Established in 1950, the Charlemagne Prize rewards the architects of European unity. Awarded in Aachen, the former capital of the Frankish emperor, the prize reflects Europe’s quest to endow itself with a founding father. This choice is far from trivial; it is based on a historical vision that presents the Carolingian Empire as one of the earliest forms of continental unification. But why prioritise Charlemagne, a warrior king anointed by the pope, over a figure such as Marcus Aurelius, the philosopher-emperor and symbol of universal reason?
A symbolic memory
At the signing of the Treaties of Rome in 1957, some perceived a symbolic rebirth of Charlemagne’s empire, which had been founded in the same city in 800 CE. The borders of the European Economic Community (EEC) partially overlap with those of the former empire: France, Italy, West Germany, and the Benelux countries formed its central core, stretching from the Seine to the Rhine.
This geographical reference is not incidental. It helps to construct an imaginary sense of continuity — a mental map in which contemporary political Europe appears as a natural heir. This territorial memory has fueled the appealing idea of a "return" to an ancient order. The European Union quickly recognised the symbolic power of a figure claimed by both France and Germany, now recast as the embodiment of a shared destiny; an appropriation which follows a long tradition, from French monarchs to the Habsburgs and Napoleon.
The entrenchment of the Carolingian myth owes much to the work of historians. A substantial body of literature, at times scholarly, at times ideological, has emerged in the past years. Pierre Riché described Carolingian Europe as a “moral person”, and a “collection of territories that became aware of their common destiny”. For Itvan Gobry, Charlemagne is quite simply the “founder of Europe”. Alessandro Barbero portrays him as a “father”, in a narrative centred on civilisational lineage.

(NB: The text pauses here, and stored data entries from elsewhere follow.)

PR #120, opened 2022-09-23
[#119] De-pluralize success message when only 1 tool is installed

### LINKED ISSUE #119: Depluralise tools in the success case
It's a very common case when only a single tool is synced/installed:

* `tool install xyz`: install a new single tool
* `tool sync xyz`: sync only one tool from the config
* Only 1 tool is specified in the config (or left after filtering all errors)

But the success message always uses the plural form `tools`.

I propose to use `tool` instead of `tools` when only 1 tool is installed:

https://github.com/chshersh/tool-sync/blob/dd7a006da995285eb925965472d67f87107d8c19/src/sync.rs#L84

zixuanzhang-x:
Resolves #119 

### Additional tasks

- [ ] Tests added
- [x] Updated CHANGELOG.md

### DIFF
--- a/src/sync.rs
+++ b/src/sync.rs
@@ -107,6 +107,10 @@ pub fn sync_from_config_no_check(config: Config) {
         }
     }
 
+    summary_message(installed_tools, store_directory);
+}
+
+fn summary_message(installed_tools: u64, store_directory: PathBuf) {
     eprintln!(
         "{} Successfully installed {} {}!",
         DONE,
--- a/src/sync.rs
+++ b/src/sync.rs
@@ -107,7 +107,16 @@ pub fn sync_from_config_no_check(config: Config) {
         }
     }
 
-    eprintln!("{} Successfully installed {} tools!", DONE, installed_tools);
+    eprintln!(
+        "{} Successfully installed {} {}!",
+        DONE,
+        installed_tools,
+        if installed_tools == 1 {
+            "tool"
+        } else {
+            "tools"
+        }
+    );
     eprintln!(
         "{} Installation directory: {}",
         DIRECTORY,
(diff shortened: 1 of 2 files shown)


src/sync.rs
```diff
@@ -107,7 +107,16 @@ pub fn sync_from_config_no_check(config: Config) {
...
+    eprintln!(
+        "{} Successfully installed {} {}!",
+        DONE,
+        installed_tools,
+        if installed_tools == 1 {
+            "tool"
+        } else {
+            "tools"
+        }
+    );
```
chshersh, line 119: Let's move this big eprintln and the next one into a separate function to keep the main steps on a higher level. I feel like it'll help with clarity if it'll be something like:

```rust
summary_message(installed_tools, store_directory);
```

Instead of two verbose `eprintln!` calls

src/sync.rs
```diff
@@ -107,7 +107,16 @@ pub fn sync_from_config_no_check(config: Config) {
...
-    eprintln!("{} Successfully installed {} tools!", DONE, installed_tools);
+    eprintln!(
+        "{} Successfully installed {} {}!",
+        DONE,
+        installed_tools,
+        if installed_tools == 1 {
+            "tool"
+        } else {
+            "tools"
+        }
```
chshersh, line 118: You could've used `tool{}` and return either empty string or `"s"` but I actually like this way more as it writes the whole word completely and you can see the difference clearly 🙂

chshersh (commented):
Looks neat and pretty simple! Just one comment to improve the code even further but otherwise looks good 👍🏻

src/sync.rs
zixuanzhang-x: good suggestion! It's certainly more readable after breaking down the large function.

PR #121, opened 2022-09-27
[#82] Adds proxy as a flag and config option

### LINKED ISSUE #82: does not work behind a proxy (windows)

MitchellBerend:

And this active memorialisation by historians has informed political discourse greatly. In 1988, French President François Mitterrand praised a “shared history” born “in this city [Aachen], centre of an empire where Europe’s peoples began to live together” in his acceptance speech of the Charlemagne prize. Only twenty years later, President Emmanuel Macron again invoked this “Carolingian dream” in the name of a sovereign Europe during his acceptance speech. In 2023, EU Commission President Ursula von der Leyen spoke of “the weight of European history” felt in Aachen, urging the defence of “freedom, humanity, and peace” in the wake of his legacy. The EU even supports a tourist trail called the “Charlemagne Route” which physically maps this continuity across the continent.
A coherent alternative
But should the EU identify with this Christian, authoritarian, and warlike empire? Charlemagne received his crown from the pope and ruled in the name of God, not the people. His contemporaries spoke of “Christendom”, not of Europe. Historian Johannes Fried reminds us that the term “Europe” held no relevance at the time: Charlemagne did not “create” this union. Despite its reach, his empire covered only a fraction of today’s EU, which extends significantly more, particularly to the east. Moreover, his reign was characterised by violent conquests, rigid centralisation, and forced conversions — a peculiar model for a Union founded on democracy, peace, cultural diversity, and the rule of law.
Europe also claims to be heir to Rome: civil law, neoclassical architecture, an international European citizenship... so why not valorise a Roman emperor? Marcus Aurelius, a Stoic thinker, embodied a different kind of unity than Charlemagne; one grounded in reason and universality, rather than in the sword and the faith. He governed a multiethnic empire structured by durable institutions. His Meditations, in which he advocated for rational governance, still resonate today with principles of duty, tolerance, and responsibility. Principles that, at least in theory, underpin the European project. Certainly, not all European peoples have interest in claims of Roman heritage: the EU today includes heirs of Slavs, Scandinavians, and Celts. And the Mediterranean, once Rome’s heart, is today a point of rupture. Yet the limitations of this model are no greater than those of the Carolingian myth. If we must look to the past, being more exacting in choosing a leader to exalt is prudent.
Why we look to the past
History is a tool. It helps us think about the present, but it should not serve as a flattering mirror let alone a prophecy. It illuminates, but it does not justify everything. In its obsession with finding forebears, Europe risks building itself on fictions. As Jacques Le Goff put it: “Charlemagne as a prefiguration of Europe is a contemporary fantasy! The emperor looked backwards, toward the Roman Empire; today’s Europe must, for its part, look to the future”.